Pliometrics

The ABC’s of Pliometric Physiology

Track and field, basketball, football, baseball, gymnastics, volleyball, and even golf are some of the sports that can benefit from pliometrics. Athletes who participate in sports, which require strength, speed and explosive power, should incorporate pliometrics into a year-round program.

There are a number of reasons why athletes decide to train with Pliometrics.

1) They want to increase their vertical power.
2) They need to enhance quickness, speed.
3) Functional enhancement of balance and propriception.
These are all valid reasons to begin to train using pliometrics.

In order to begin to implement the workouts, you must first begin to understand how the body works. First of all, pliometrics does not train muscles! Pliometrics trains the nervous system. Muscles derive their information from the central nervous system (brain). This information travels through the spinal cord out into the peripheral nervous system, which extends out from the spinal cord between the vertebrae and ultimately to every muscle in the body.

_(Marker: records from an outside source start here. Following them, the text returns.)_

PR #1581, opened 2024-09-19
base: Adding modulo intlv option to AddrRange

Will-Shaddix:
Added a new constructor to AddrRange which enables interleaving across any number of channels using the modulo operation instead of the traditional hashing. At this point the functionality is there but I still need to clean it up and add comments as well as fix some of the tests that were added. These changes shouldn't affect functionality of any existing work.


Will-Shaddix:
Basic idea is as follows:

- User specifies granularity by passing in "lowest_modulo_bit", so if the user wanted to interleave every 64 bytes this number should be 6
- The user also passes in how many channels we are interleaving in the "modulo_by" parameter
- From here to check if an incoming address is in the addr range we ignore the first "lowest_modulo_bit" number of bits. Then modulo by the value passed in to "modulo_by" and check if this matches intlvMatch.

- The main difficulties came in trying to removeIntlvBits and addIntlvBits because all (64 - lowest_modulo_bit) bits are used for interleaving
- So instead of just using a mask to move around the intlv bits we divide. Whatever bits are lost in the divide we know wont matter as they were already used to find the right channel.
- By using this divide we end up with a sequential address range with the size of the total AddrRange/number of channels

Will-Shaddix:
Added support for holes in AddrRange using the new modulo based interleaving constructor. A list of AddrRanges can be passed in as "holes" which this AddrRange does not contain.

Will-Shaddix:
I haven't had the time to add tests yet, I've done some basic testing with some traffic generators and it works. Would like to get some feedback before I take the time to write and annotate my tests. 

The modulo interleave tests I wrote before still need comments and some tuning.

abmerop:
I can take a closer look and give feedback soon.  I have two high level questions out of curiosity to see what this can enable.

- Does this allow for odd number of memory controllers? (e.g., could I have 6GiB of memory with 3 memory controllers?)
- Does the "holes" support allow for something like an address range from 0GiB - 5GiB with a 1GiB hole from 3GiB to 4GiB (i.e., X86's memory layout)?

Will-Shaddix:
- Yes, theoretically this should support any number of memory controllers with any size AddrRange, of course it wont divide perfectly even if the user gives it a Range of 8 GiB between 3 channels. But yes, odd number included!
- Yes, that was the exact goal for enabling these holes.

As an additional note apologies for the random meaningless changes, I tried using clang format to help with formatting but it ended up changing some other stuff which I have not been able to go through and change back yet, but I will hopefully be able to work on that some tomorrow.

abmerop:
I wasn't able to get to this last week, but I want to let you know I haven't forgot about this PR and I hope to test it out this week.

@powerjg @BobbyRBruce I think this can help finally fix the x86 "hole" problem in stdlib.  (Formerly known as gem5-11 on the old JIRA).

powerjg (commented):
I could be convinced this is a bad idea, but I feel like we should have an interface for address ranges and then multiple different implementations of that interface. I.e., an `BaseAddrRange` class with pure virtual methods and then a `BitInterleavedAddrRange` (probably typedef to `AddrRange` for backwards compatibility) and a `ModuloAddrRange`. Then, we could have other kinds of address ranges as well like `NonContiguousAddrRange` which has a hole in it (or is made up of multiple other `BaseAddrRange` instances. 

What do you think @Will-Shaddix?

Will-Shaddix:
I think ideally this sounds like a great idea considering right now I just have an if statement to check if it ModuloAddr or not. But I'm unsure of how much time this would take to implement

src/python/m5/params.py
```diff
@@ -976,7 +998,10 @@ def __str__(self):
 
     def size(self):
         # Divide the size by the size of the interleaving slice
-        return (int(self.end) - int(self.start)) >> self.intlvBits
+        if self.modulo_by == 0:
+            return int(self.end) - int(self.start) >> self.intlvBits
```
abmerop: Nit: I'd keep the parenthesis here. I had to actually look up python operator precedence to find out +,- is before <<,>>

src/python/m5/params.py
```diff
@@ -976,7 +998,10 @@ def __str__(self):
...
+
+        return (int(self.end) - int(self.start)) / self.modulo_by
```
abmerop: Do we need to subtract out the size of holes here? I don't know if that would cause any problems. However, that would allow this to interoperate nicely with pre-existing code.

For example the following sanity check in stdlib would succeed: https://github.com/gem5/gem5/blob/develop/src/python/gem5/components/memory/memory.py#L197

src/base/addr_range.hh
```diff
@@ -628,6 +837,7 @@ class AddrRange
     Addr
     getOffset(const Addr& a) const
     {
+        // potentially subtract by hole sizes / modulo_by
```
abmerop: Possibly a stray comment? Did you intend to add code here?

abmerop (commented):
First off, this is a great contribution and should help with a very long outstanding issue. Also kudos for writing gtests.  I am still trying to get something using holes to work with stdlib in full system but have not figured it out yet.  Do you have any example configs using this?

Until then I have a few minor comments below

Will-Shaddix:
I am currently trying to test it with the X86 board by adding support for this constructor in ChanneledMemory. My initial test was just in SE mode using traffic generators and not using the standard library. I can forward that script along if you'd like, or I can forward along the X86Board script once I finish testing it

src/base/addr_range.hh
Will-Shaddix: I think this was a stray comment, because we are using modulo, it shouldn't make too much of a difference i think if i were to do this.

src/python/m5/params.py
Will-Shaddix: This was something I wasn't too sure about. I think you're right and it isn't necessary.

abmerop:
> I am currently trying to test it with the X86 board by adding support for this constructor in ChanneledMemory. My initial test was just in SE mode using traffic generators and not using the standard library. I can forward that script along if you'd like, or I can forward along the X86Board script once I finish testing it

I can wait until you finish testing it.  Thanks again,

Will-Shaddix:
I haven't forgotten about this, still trying to get this to work. I'm working on changing some of the parts of the X86 board to work with this address range. Will update when I've found the solution.

Will-Shaddix:
With this commit you should be able to run things in FS mode and with kvm and in the standard library. I added a standard library component called DIMM_DDR5_4400_x86_Holes that can be used for testing. I also removed the panic from the x86 board and still need to add a warning there.  I ended up needing to make some changes to the kvm cpu to get it to work. 
    
 I left my changes on the example x86-ubuntu-run-with-kvm.py as a test for it.
 
 My next steps are to over haul the AddrRanges to have a BaseAddrRange class that ModuloAddrRange can inherit.

Will-Shaddix:
Hello, I ended up having a lot of troubles implementing inheritance with AddrRange because its used in som many places. Because it was expressed to me that we didn't want to have these if's all over the place I discussed with Jason and decided to remove all of my modulo based interleaving support. But i did leave the support for the IO hole. This should be all of the changes that I need to make! 

Theoretically this should work with multiple holes should that be needed in the future (with the exception of KVM which would require a slight change to work with multiple holes). I have run 1 workload that claims to use more than 3 GiB of RAM that ran through a few iterations. I will try to do some more testing/aask some others to do some testing of other workloads.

The information received and processed by the central nervous system pertains to muscle length (at any given point), rate, and force of contraction necessary to execute the movement pattern that is being attempted. Many other messages are sent and received in milliseconds or even faster depending on the coding pattern and firing sequence of the neuron-transmitters involved.

What is sending this information to the brain? Sensors (proprioceptors) play the role of presetting muscle tension and relaying sensory input related to rapid muscle stretching for activation of the “stretch-reflex”. The stretch, or myotactic reflex, responds to the rate at which a muscle is stretched and is among the fastest in the human body. The reason for this is the direct connection from sensory receptors in the muscle to cells in the spinal cord and back to the muscle fibers responsible for contraction. Any other type of reflex is slower than the stretch reflex because signals must be transmitted through several different channels and to the central nervous system before a reaction is elicited.

What is the significance of a faster contraction? Muscle undergoes a contraction faster during a stretch shortening cycle than during any other method of contraction. A thought-out response to muscle stretch would be too slow and thus make the athlete too late for the action necessary to perform.

Response time and response strength are both considerations when determining how plyometrics relates and applies to sport performance. In some cases the response time may remain the same even after normal strength training, because traditional forms of training does not change the speed of the response in terms of muscle contraction.

The bottom line is that pliometric training creates a more rapid muscular concentric contraction, which will lead to a greater concentric force production and shorter response time. The result is a more forceful movement for overcoming the inertia of an object, whether it is the individual’s own body weight or the weight of an object.